Was nur ganz wenige damals wussten: Er spielte lediglich den Strohmann für einen Ex-Präsidenten, der wieder an die Macht wollte. Neumann, der am 29. Juli 1931 in Bochum geboren wurde, hatte die großen Fan-Clubs hinter sich gebracht und verkündete auf der Mitgliederversammlung: "Hiermit verzichte ich auf meine Kandidatur. Zu Gunsten eines Mannes, der der Beste für Schalke ist - Günter Siebert." Der Plan ging auf: Siebert wurde gewählt, Neumann saß wieder fester im Vereinssattel.

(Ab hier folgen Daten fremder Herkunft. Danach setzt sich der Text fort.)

PR #10614, opened 2017-12-11
Ensure that the page cache events from the catchup client are published

chrisvest:
The catchup client is used by the Read Replicas to keep up to date with
the core replicas.

This is basically the same change as PR #10347, but for the Read
Replicas.

### DIFF
--- a/enterprise/causal-clustering/src/main/java/org/neo4j/causalclustering/catchup/tx/BatchingTxApplier.java
+++ b/enterprise/causal-clustering/src/main/java/org/neo4j/causalclustering/catchup/tx/BatchingTxApplier.java
@@ -21,6 +21,7 @@ package org.neo4j.causalclustering.catchup.tx;
 
 import java.util.function.Supplier;
 
+import org.neo4j.io.pagecache.tracing.cursor.PageCursorTracerSupplier;
 import org.neo4j.kernel.impl.api.TransactionCommitProcess;
 import org.neo4j.kernel.impl.api.TransactionQueue;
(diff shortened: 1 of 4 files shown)


enterprise/causal-clustering/src/main/java/org/neo4j/causalclustering/catchup/tx/BatchingTxApplier.java
```diff
@@ -53,12 +55,13 @@
     private volatile boolean stopped;
 
     public BatchingTxApplier( int maxBatchSize, Supplier<TransactionIdStore> txIdStoreSupplier,
-            Supplier<TransactionCommitProcess> commitProcessSupplier,
-            Monitors monitors, LogProvider logProvider )
+                              Supplier<TransactionCommitProcess> commitProcessSupplier, Monitors monitors,
+                              PageCursorTracerSupplier pageCursorTracerSupplier, LogProvider logProvider )
```
martinfurmanski, line 59: This indentation looks non-standard (http://neo4j.github.io/).

martinfurmanski (approved):
LGTM

enterprise/causal-clustering/src/main/java/org/neo4j/causalclustering/catchup/tx/BatchingTxApplier.java
chrisvest: Looks pretty standard according to your linked style.

PR #10615, opened 2017-12-11
Unflake RelationshipIdReuseStressIT

tinwelint:
By ensuring that the removal thread executes a threshold amount of removals.
The assertions and the test as a whole hinges on there being removals,
but previously the test was simply given an empirically decided amount of time
which wasn't enough on some machines.

### DIFF
--- a/enterprise/kernel/src/test/java/org/neo4j/graphdb/store/id/RelationshipIdReuseStressIT.java
+++ b/enterprise/kernel/src/test/java/org/neo4j/graphdb/store/id/RelationshipIdReuseStressIT.java
@@ -48,6 +48,7 @@ import org.neo4j.helpers.collection.Iterables;
 import org.neo4j.helpers.collection.Iterators;
 import org.neo4j.kernel.DeadlockDetectedException;
 import org.neo4j.kernel.impl.enterprise.configuration.EnterpriseEditionSettings;
+import org.neo4j.kernel.impl.storageengine.impl.recordstorage.id.IdController;
 import org.neo4j.kernel.impl.store.id.IdGeneratorFactory;
 import org.neo4j.kernel.impl.store.id.IdType;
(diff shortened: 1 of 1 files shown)


enterprise/kernel/src/test/java/org/neo4j/graphdb/store/id/RelationshipIdReuseStressIT.java
```diff
@@ -83,18 +86,25 @@ public void relationshipIdReused() throws Exception
...
         AtomicBoolean stopFlag = new AtomicBoolean( false );
         RelationshipsCreator relationshipsCreator = new RelationshipsCreator( stopFlag, bandLabel, cityLabel );
+        RelationshipRemover relationshipRemover = new RelationshipRemover( bandLabel, cityLabel, stopFlag );
+        IdController idController = embeddedDatabase.getDependencyResolver().resolveDependency( IdController.class );
 
-        List<Future> futures = new ArrayList<>();
-        futures.add( startRelationshipRemoval( bandLabel, cityLabel, stopFlag ) );
-        futures.add( startRelationshipsCreator( relationshipsCreator ) );
+        List<Future<?>> futures = new ArrayList<>();
+        futures.add( executorService.submit( relationshipRemover ) );
```
klaren, line 93: It looks a bit strange you only inlined half of the methods. Otherwise looks good!

klaren (approved):

enterprise/kernel/src/test/java/org/neo4j/graphdb/store/id/RelationshipIdReuseStressIT.java
tinwelint: Inlined the ones that were needed only (where the instances was created before calling the method).

PR #613, opened 2020-10-21
[RHICOMPL-1049] Profile uniqueness in a policy

vkrizan:
To support the new Policy model, the db unique constraint must be changed to include `policy_id`. Policies can have the same profiles (ref_id and benchmark), but need a different rule set.

It adds a validation, to ensure that a policy has only one profile for an SSG (ref_id and benchmark) regardless of an `external` boolean field value.

To keep the previous uniqueness by `external` field, there is a validation added for profiles that are outside of a policy. This is an intermid solution, before the Policy model is fully used. All internal profiles are expected to have a policy. Note, that the `external` field will be deprecated soon.

/cc @Victoremepunto to check the assumptions/conditions (ty!)

### DIFF
--- a/db/migrate/20201021083148_change_uniq_on_profiles.rb
+++ b/db/migrate/20201021083148_change_uniq_on_profiles.rb
@@ -1,0 +1,15 @@
+class ChangeUniqOnProfiles < ActiveRecord::Migration[5.2]
+  def up
+    remove_index :profiles, name: 'uniqueness'
+    add_index :profiles,
+              %i[ref_id account_id benchmark_id external policy_id],
+              unique: true, name: 'uniqueness'
+  end
+
+  def down
+    remove_index :profiles, name: 'uniqueness'
+    add_index :profiles,
+              %i[ref_id account_id benchmark_id external],
+              unique: true, name: 'uniqueness'
+  end
+end
--- a/app/models/profile.rb
+++ b/app/models/profile.rb
@@ -18,6 +18,10 @@ class Profile < ApplicationRecord
   validates :ref_id, uniqueness: {
     scope: %i[account_id benchmark_id external policy_id]
   }, presence: true
+  validates :ref_id, uniqueness: {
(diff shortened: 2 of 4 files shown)


vkrizan:
Smoke tests:
```
=================================== short test summary info ===================================
FAILED lib64/python3.6/site-packages/iqe_compliance/tests/test_rbac.py::test_rbac_cert_type_auth
FAILED lib64/python3.6/site-packages/iqe_compliance/tests/test_rbac.py::test_rbac_success - ...
FAILED lib64/python3.6/site-packages/iqe_compliance/tests/test_rbac.py::test_rbac_fails - iq...
============= 3 failed, 85 passed, 1 skipped, 126 deselected in 322.73s (0:05:22) =============
```

db/migrate/20201021083148_change_uniq_on_profiles.rb
```diff
@@ -0,0 +1,8 @@
+class ChangeUniqOnProfiles < ActiveRecord::Migration[5.2]
+  def change
+    remove_index :profiles, name: 'uniqueness'
+    add_index :profiles,
+              %i[ref_id account_id benchmark_id external policy_id],
+              unique: true, name: 'uniqueness'
+  end
```
akofink, line 7: We should write separate up/down migrations for this because `remove_index` only by name doesn't have a way to go back `down`.

akofink (approved):
Looks great, thanks @vkrizan! Just one small comment about the migration itself.

db/migrate/20201021083148_change_uniq_on_profiles.rb
vkrizan: I'll add it. Reverting it once "external" profiles are present in Policies would not be possible if there would be a duplicate profile outside of policy.

akofink: Good point!

PR #614, opened 2020-10-21
[RHICOMPL-1042] Use BO id on Profile test setup

vkrizan:
As the business_objective is going to be delegated to Policy from a Profile.


akofink (approved):
Thanks!

PR #616, opened 2020-10-21
[RHICOMPL-1051] Fix policy association during report parse

akofink:
Before this change, uploads of a different SSG version would not associate the newly created profile to the policy. To test:

1. Create a policy in the UI, verify 1 policy and 1 associated external=false profile is created
3. Assign a host to the policy
2. Upload a report for that host against a different SSG version than the original profile
3. Check that a new profile is created and that it's associated to the policy (and external=true)

### DIFF
--- a/app/services/concerns/xccdf/hosts.rb
+++ b/app/services/concerns/xccdf/hosts.rb
@@ -28,6 +28,11 @@ module Xccdf
       )
     end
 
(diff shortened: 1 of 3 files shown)


akofink:
Fixed in https://github.com/RedHatInsights/compliance-backend/pull/620

PR #617, opened 2020-10-22
[RHICOMPL-1049] Fix external Profile uniqueness outside of a policy

vkrizan:
The external uniqueness for profiles outside of a policy has to include the validation condition also in the duplicate/relation lookup.

Ensure that profile data migration validates policy assignment.

### DIFF
--- a/app/models/profile.rb
+++ b/app/models/profile.rb
@@ -23,7 +23,8 @@ class Profile < ApplicationRecord
     message: 'must be unique in a policy'
   }, if: :policy_id
   validates :external, uniqueness: {
-    scope: %i[ref_id account_id benchmark_id]
+    scope: %i[ref_id account_id benchmark_id],
+    conditions: -> { where(policy_id: nil) }
   }, unless: :policy_id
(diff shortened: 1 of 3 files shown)


app/models/profile.rb
```diff
@@ -23,7 +23,8 @@ class Profile < ApplicationRecord
     message: 'must be unique in a policy'
   }, if: :policy_id
   validates :external, uniqueness: {
-    scope: %i[ref_id account_id benchmark_id]
+    scope: %i[ref_id account_id benchmark_id],
+    conditions: -> { where(policy_id: nil) }
   }, unless: :policy_id
```
akofink, line 28: Do we still need the `unless`?

akofink (approved):
The validation makes sense, just one comment. Thanks!

app/models/profile.rb
vkrizan: Yes. There is probably a possibility to merge those two uniq constraints into one by extending lookup conditions.

PR #618, opened 2020-10-22
[RHICOMPL-661] Cleanup base and sync with master

vkrizan:
Fixup for commit 172644a. Cherry-picks of new commits from master.

Before preparing PR for final merge of RHICOMPL-661 into master, rebase the local branch first:
```
$ git rebase -i $(git merge-base master RHICOMPL-661)
$ git rebase -i master
# drop commits that are already present in master
```


vkrizan:
@akofink What do you think about this approach? Clean the branch from stuff that is already in master, prior to creation of a final PR for merging it to master.

app/controllers/concerns/rendering.rb
```diff
@@ -11,24 +11,14 @@ def render_json(model, **args)
       render({ json: serializer.new(model, opts) }.merge(args))
     end
 
-    def render_error(models, **args)
+    def render_error(model, **args)
```
vkrizan, line 14: Reverting change to accept changes from master, PR #611

app/models/profile.rb
```diff
@@ -13,9 +13,6 @@ class Profile < ApplicationRecord
   belongs_to :benchmark, class_name: 'Xccdf::Benchmark'
   belongs_to :parent_profile, class_name: 'Profile', optional: true
 
-  validates :ref_id, uniqueness: {
```
vkrizan, line 16: Incorrect addition. Uniqueness already handled in master, PR #613.

test/models/profile_test.rb
```diff
@@ -10,7 +10,7 @@ class ProfileTest < ActiveSupport::TestCase
   should have_many(:hosts).through(:test_results)
   should belong_to(:policy_object).optional
   should validate_uniqueness_of(:ref_id)
-    .scoped_to(%i[account_id benchmark_id policy_id])
+    .scoped_to(%i[account_id benchmark_id external])
```
vkrizan, line 13: Revert for a clean rebase with master.

vkrizan:
We would need to cherry-pick changes from current master here. And then with the last rebase, drop the duplicate commits. Merge commits do not help much with the rebases.

vkrizan:
There would be a fail of unit test
```
FAIL["test_create_with_a_found_parent_profile_id_but_existing_ref_id_in_the_account"
```
which awaits PR #615

app/models/profile.rb
akofink: This is the large uniqueness condition that matches the DB constraint. It's not incorrect, just duplicated by #613, right?

akofink (commented):
Looks good. Thanks for putting this together!

akofink (approved):

app/models/profile.rb
vkrizan: Yes, and no. It was missing the condition `if: :policy_id`.

PR #620, opened 2020-10-22
[RHICOMPL-1051] Lookup policy on profile clone

vkrizan:
Lookup policy based on the host(s). Assign newly created profile into the found policy.

For Profile.clone_to it first finds the policy of the passed account.
The policy lookup up starts with the internal profile.

The internal profile:
* must have a policy that have the host assigned
* must be part of the account
* must match the ref_id of the (canonical) profile being cloned
* must match the benchmark ref_id of the profile being cloned

The last benchmark condition is there to ensure that the internal profile is
for the same major OS version.

The policy object is then retrieved from the internal profile.

The second step of the clone_to is to find an existing profile on that
policy.  The existing profile has to match the benchmark id.

### DIFF
--- a/app/models/concerns/profile_policy_association.rb
+++ b/app/models/concerns/profile_policy_association.rb
@@ -12,15 +12,18 @@ module ProfilePolicyAssociation
     delegate :business_objective, :business_objective_id, :update_hosts,
              to: :policy_object, allow_nil: true
 
-    def old_policy
-      return if canonical?
-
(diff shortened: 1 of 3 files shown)


akofink (approved):
Seems to work as expected. Thanks, @vkrizan!

vkrizan:
@akofink I'm going to merge this. I think it would be better to lookup the policy outside of `clone_to`. Hopefully we can clean that up in the finish phase of the EPIC.

PR #621, opened 2020-10-23
[RHICOMPL-1054] Hosts API returns assigned and test_result profiles

akofink:
This is how this API behaved before we removed the ProfileHost
relationship. It's not super useful IMO, but it keeps the API
expectations unbroken.


vkrizan (approved):
LGTM.

Note, that the `has_many :profiles, through: :policies, source: :profiles` on a `Host` can be redundant. I'm not sure about GraphQL though.

PR #622, opened 2020-10-23
[RHICOMPL-661] Merge RHICOMPL-661 to master 

akofink:
RHICOMPL-661, RHICOMPL-662, RHICOMPL-1048, RHICOMPL-1042, RHICOMPL-1049, RHICOMPL-1051, RHICOMPL-1054


akofink:
Local smoke results (maybe some pollution of data resulting in failure of test_retrieve_profile):

```
================================================================================== short test summary info ===================================================================================
FAILED .iqe_venv/lib64/python3.8/site-packages/iqe_compliance/tests/test_rbac.py::test_rbac_cert_type_auth - Failed: DID NOT RAISE <class 'requests.exceptions.HTTPError'>
FAILED .iqe_venv/lib64/python3.8/site-packages/iqe_compliance/tests/test_rbac.py::test_rbac_success - iqe_rbac_api.exceptions.ApiException: (401)
FAILED .iqe_venv/lib64/python3.8/site-packages/iqe_compliance/tests/test_rbac.py::test_rbac_fails - iqe_rbac_api.exceptions.ApiException: (401)
FAILED .iqe_venv/lib64/python3.8/site-packages/iqe_compliance/tests/test_rest_api.py::test_retrieve_profile - assert False
===================================================== 4 failed, 84 passed, 1 skipped, 126 deselected, 340 warnings in 446.97s (0:07:26) ======================================================
```

akofink:
ACK from me :) I can't actually approve it because I opened the PR

app/graphql/types/profile.rb
```diff
@@ -67,14 +67,19 @@ class Profile < Types::BaseObject
 
     field :major_os_version, String, null: false
 
+    def policy
+      object.old_policy
```
vkrizan, line 71: Non- blocker: For the UI to leverage the Policy association this should return
```
object.policy_object&.profiles&.external(false)&.first
```
(in short)

app/graphql/types/profile.rb
```diff
@@ -87,8 +92,17 @@ def last_scanned(args = {})
...
 
+    def hosts
+      ::CollectionLoader.for(policy_or_report.class, :hosts)
+                        .load(policy_or_report)
+    end
+
     private
 
+    def policy_or_report
+      object.policy_object || object
```
vkrizan, line 103: Observation: I'm not sure if this would fail if the `policy_object` is found, as it is not type of a `Profile`.

app/models/xccdf/benchmark.rb
```diff
@@ -91,6 +91,10 @@ def latest_supported
       end
     end
 
+    def latest_ssg
```
vkrizan, line 94: Not a blocker/Nitpick: this is not used yet.

app/services/duplicate_profile_resolver.rb
```diff
@@ -54,8 +54,9 @@ def grouped_nonunique_profile_tuples
 
     # rubocop:disable Rails/SkipsModelValidations
     def migrate_profile_hosts(existing_p, duplicate_p)
-      duplicate_p.profile_hosts.where.not(host: existing_p.hosts)
-                 .update_all(profile_id: existing_p.id)
+      duplicate_p.profile_hosts.where.not(
```
vkrizan, line 57: Observation: We no longer use `profile_hosts`.

vkrizan (approved):
Added some comments. They all seems to be a non-blocker for the merge.

app/graphql/types/profile.rb
vkrizan: It's only used for internal lookups.

app/graphql/types/profile.rb
akofink: that should be equivalent to `old_policy`, no?

app/services/duplicate_profile_resolver.rb
akofink: This resolver will not be used. It was a single time migration before we added uniqueness constraints in the DB. We can remove the service completely without affecting existing workflows.

app/graphql/types/profile.rb
vkrizan: Yes, with some exceptions.

PR #623, opened 2020-10-26
[RHICOMPL-1062] GraphQL to use profile policy association

vkrizan:
The GraphQL Profile.policy will return the initial profile of the associated policy.

See also: https://github.com/RedHatInsights/compliance-backend/pull/622#discussion_r510953270

### DIFF
--- a/test/graphql/queries/profile_query_test.rb
+++ b/test/graphql/queries/profile_query_test.rb
@@ -5,7 +5,7 @@ require 'test_helper'
 class ProfileQueryTest < ActiveSupport::TestCase
   setup do
     users(:test).update account: accounts(:test)
-    profiles(:one).update account: accounts(:test), hosts: [hosts(:one)]
+    profiles(:one).update account: accounts(:test)
   end
 
   test 'query profile owned by the user' do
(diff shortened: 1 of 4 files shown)


vkrizan:
Two smoke test failures (need to check):
```
FAILED lib64/python3.6/site-packages/iqe_compliance/tests/test_graphql.py::test_graphql_create_internal_policy - IndexError:...
FAILED lib64/python3.6/site-packages/iqe_compliance/tests/test_rest_api.py::test_retrieve_profile - assert False
```

test/graphql/queries/profile_query_test.rb
```diff
@@ -5,7 +5,7 @@
 class ProfileQueryTest < ActiveSupport::TestCase
   setup do
     users(:test).update account: accounts(:test)
-    profiles(:one).update account: accounts(:test), hosts: [hosts(:one)]
+    profiles(:one).update account: accounts(:test)
```
vkrizan, line 8: Hosts are associated via policy. The previous case would associate hosts with a profile through a test result.

vkrizan:
Passing the initial profile in a place of a policy would work only partially. It would be missing a name a description from the policy.

vkrizan:
Reopening. The name and desc. will be handled separately, via RHICOMPL-1035.

bastilian (approved):
LGTM! Thanks @vkrizan!

PR #624, opened 2020-10-26
[RHICOMPL-1035] GraphQL: Pseudo-policy should inherit name and desc

vkrizan:
The pseudo-policy returned on the GraphQL for a profile should inherint
name and description from the policy.
The database records of profiles are keeping the original names and
descriptions (from their parent profiles).
This allows to use the `Profile.name` as policy/profile type, and
`Profile.policy.name` as the policy title (user defined).

Note, that REST API returns name and description of profiles from their
policies.  The policy/profile type on the REST API can be retrieved by
requesting canonical profiles based using the `parent_profile_id`.

### DIFF
--- a/test/graphql/queries/profile_query_test.rb
+++ b/test/graphql/queries/profile_query_test.rb
@@ -91,10 +91,10 @@ class ProfileQueryTest < ActiveSupport::TestCase
 
     assert_equal profiles(:one).id,
                  result['data']['profile']['policy']['id']
-    assert_equal profiles(:one).name,
-                 result['data']['profile']['policy']['name']
     assert_equal profiles(:one).ref_id,
                  result['data']['profile']['policy']['refId']
+    assert_equal policies(:one).name,
+                 result['data']['profile']['policy']['name']
   end
 
   test 'query all profiles' do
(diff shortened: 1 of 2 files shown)


test/graphql/queries/profile_query_test.rb
```diff
@@ -91,10 +91,10 @@ class ProfileQueryTest < ActiveSupport::TestCase
 
     assert_equal profiles(:one).id,
                  result['data']['profile']['policy']['id']
-    assert_equal profiles(:one).name,
-                 result['data']['profile']['policy']['name']
     assert_equal profiles(:one).ref_id,
                  result['data']['profile']['policy']['refId']
+    assert_equal policies(:one).name,
```
bastilian, line 96: Would it make sense to also `update!` the name and description just to verify that the updated values are actually used?

bastilian (approved):
LGTM! Thank you @vkrizan!

test/graphql/queries/profile_query_test.rb
vkrizan: I guess no need, as the policy has name "policy1" and profile has "profile1". Or, did I missed something?

PR #625, opened 2020-10-26
[RHICOMPL-1053] Return policy profiles on GraphQL

vkrizan:
Policy profiles are to be queried on a profile's policy.
All policy profiles are returned including the internal/initial profile.

Recommended way of querying:
```
  query Profile($anyPolicyProfileId: String!){
      profile(id: $anyPolicyProfileId) {
          policy {
              profiles {
		  id
                  ssgVersion  # to be added
                  rules {
                      id
                  }
              }
          }
      }
  }
```

Note, that there can be a case when an internal profile would be the same
as its policy (since there is no Policy GraphQL type, yet) and would be
also found in the list of policy profiles.

### DIFF
--- a/app/graphql/schema.graphql
+++ b/app/graphql/schema.graphql
@@ -102,6 +102,7 @@ type Profile implements Node & RulesPreload {
   majorOsVersion: String!
   name: String!
   policy: Profile
+  profiles: [Profile!]
   refId: String!
   rules(
     """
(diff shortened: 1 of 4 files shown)


bastilian:
@vkrizan Will the `ssg_version` field be added in this PR or in a separate one?

vkrizan:
> @vkrizan Will the `ssg_version` field be added in this PR or in a separate one?

@bastilian Separately, via RHICOMPL-1060.

bastilian (approved):
Thank you @vkrizan!

PR #626, opened 2020-10-27
[RHICOMPL-1063] Return all system's profiles on GraphQL

vkrizan:
GraphQL will return all system profiles, consisting of assigned profiles (through a policy) and profiles from test results. 
This should fix showing failed rules on external reports.

Redundant `Host.profiles` association is being dropped in favor of `associated_profiles`, `test_result_profiles` and combined
`all_profiles`.

### DIFF
--- a/app/serializers/host_serializer.rb
+++ b/app/serializers/host_serializer.rb
@@ -11,7 +11,10 @@ class HostSerializer
   end
 
   has_many :test_results
+
+  # rubocop:disable Style/SymbolProc
   has_many :profiles do |host|
-    (host.assigned_profiles + host.test_result_profiles).uniq
+    host.all_profiles
   end
+  # rubocop:enable Style/SymbolProc
 end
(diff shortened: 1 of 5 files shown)


app/serializers/host_serializer.rb
```diff
@@ -11,7 +11,10 @@ class HostSerializer
   end
 
   has_many :test_results
+
+  # rubocop:disable Style/SymbolProc
```
vkrizan, line 15: Unfortunately if the symbol proc `&:all_profiles` is used, the framework passes some options to it as an argument.

akofink: Yeah, I couldn't figure out how to use symbol to proc here either :(

akofink (approved):
Looks great! Thanks for unifying the logic.

app/serializers/host_serializer.rb
vkrizan: If the method have had at least one argument, then it would work. But I'm not sure what's the logic (why) behind the framework sending some `options` to it.

PR #2857, opened 2026-07-13
fix(migration): comment out model references in old migrations

RoamingNoMaD:
- Commented out legacy model/data backfills and cleanup operations in old migrations.
- Prevented historical migrations from deleting `Revision` records.
- Disabled rollback logic that depended on application models or recreated benchmark records.
- Removed the `test_results.failed_rule_count` backfill while retaining the column migration.


petrblaho (approved):
LGTM

PR #2858, opened 2026-07-13
fix(rules): use plaintext banner value definitions on banner rules

LightOfHeaven1994:
Fixes https://redhat.atlassian.net/browse/RHINENG-22924 - users could not edit `Login Banner` value.

Starting with scap-security-guide 0.1.81 [JIRA](https://redhat.atlassian.net/browse/RHEL-118499) & [PR #14371](https://github.com/ComplianceAsCode/content/pull/14371)), SSG introduced plaintext *_banner_contents value definitions for remediation, while OVAL checks still export regex *_banner_text refs. During SSG import, openscap_parser only reads OVAL check-export refs, so banner rules were persisted with value_checks pointing at the regex value definition — which the console cannot meaningfully edit.

This change maps banner rules to the plaintext *_banner_contents value definitions when they exist in the security guide, so the UI will allow patching values for banners.

## Secure Coding Checklist
- [ ] Input Validation
- [ ] Output Encoding
- [ ] Session Management
- [ ] Access Control
- [ ] Cryptographic Practices
- [ ] Data Protection
- [ ] Communication Security
- [ ] System Configuration
- [ ] Database Security
- [ ] File Management
- [ ] Memory Management

- Map regex banner references to editable plaintext banner contents when available.
- Preserve fallback behavior when plaintext banner definitions are unavailable.
- Add coverage for login, remote login, MOTD, and dconf banner mappings.

### DIFF
--- a/app/services/concerns/xccdf/rules.rb
+++ b/app/services/concerns/xccdf/rules.rb
@@ -4,12 +4,13 @@ module Xccdf
   # Methods related to parsing rules
   module Rules
     extend ActiveSupport::Concern
+    include BannerValueMappings
 
     included do
       def rules
         @rules ||= @op_rules.each_with_index.map do |op_rule, idx|
           rule_group = rule_group_for(ref_id: op_rule.parent_id)
-          value_checks = op_rule.values.map { |value_ref_id| value_definition_for(ref_id: value_ref_id).id }
+          value_checks = value_checks_for(op_rule)
 
           ::Rule.from_parser(
             op_rule,
@@ -34,6 +35,19 @@ module Xccdf
       end
 
       private
+
+      def value_checks_for(op_rule)
+        op_rule.values.map do |value_ref_id|
+          value_definition_for(ref_id: remediable_banner_value_ref_id(value_ref_id)).id
+        end.uniq
+      end
+
+      def remediable_banner_value_ref_id(value_ref_id)
+        contents_ref_id = BANNER_TEXT_TO_CONTENTS[value_ref_id]
+        return value_ref_id unless contents_ref_id
+
+        value_definition_for(ref_id: contents_ref_id) ? contents_ref_id : value_ref_id
+      end
 
       def new_rules
         @new_rules ||= rules.select(&:new_record?)
--- a/spec/services/concerns/xccdf/rules_spec.rb
+++ b/spec/services/concerns/xccdf/rules_spec.rb
@@ -26,7 +26,7 @@ RSpec.describe Xccdf::Rules do
 
       # NOTE: taken from `app/services/concerns/xccdf/value_definitions.rb`
       def value_definition_for(ref_id:)
-        @value_lookup.fetch(ref_id)
+        @value_lookup[ref_id]
       end
     end.new(
       security_guide: security_guide,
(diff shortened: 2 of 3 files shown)


spec/services/concerns/xccdf/rules_spec.rb
```diff
@@ -141,5 +141,92 @@ def value_definition_for(ref_id:)
...
+          )
+        ]
+      end
+
+      it 'keeps the regex banner value as a fallback' do
+        rule = service.rules.first
+
+        expect(rule.value_checks).to eq([banner_text_definition.id])
+      end
+    end
```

Sein Antrieb: "Ich wollte zum FC Schalke dazugehören, ganz nah bei sein." Da seine fußballerischen Fähigkeiten limitiertet waren, versuchte er es auf seine spezielle Weise. Als Bäcker-Lehrling brachte er anfangs Schalke-Legende Ernst Kuzorra die Brötchen, wurde dann Jugend-Leiter und schließlich nach der Demission von Ede Lichterfeld 1976 Mannschaftsbetreuer.

Sein Stellenwert für den Verein wuchs ständig. Wobei er in diesem Zusammenhang vor unlauteren Methoden nicht zurückschreckte. So leugnet er beispielsweise nicht, zweimal Wanzen versteckt zu haben, um mitzukriegen, was in Vorstandssitzungen besprochen wurde. Neumann heute über seine Jugendsünden: "Streng genommen war das ja kriminell."

Was den erfolgreichen Gastronom oft rettete, waren seine Seilschaften mit der Bild-Zeitung sowie seine Popularität bei den Fans. Er wusste die Kurve immer hinter sich. Zudem war und ist Neumann, der für alle nur der Charly ist und den kaum einer Karl-Heinz nennt, unglaublich herzlich und liebenswürdig. Seine liebenswerte Art sorgte oft dafür, dass man ihm nicht lange böse sein konnte. Selbst die Fehde mit Rudi Assauer, die ihm in den 80er Jahre kurzzeitig den Job auf Schalke gekostet hatte, verrauchte irgendwann.

Anno 2004 ist Charly noch heute Liebling der Massen, Identifikationsfigur, Sympathieträger. Er verkörpert das "alte Schalke" auf eine angenehm nostalgische Art. Über die Missetaten, die es zweifellos gab, ist Gras gewachsen. Übrig geblieben ist ein Unikum, das niemand auf Schalke missen möchte.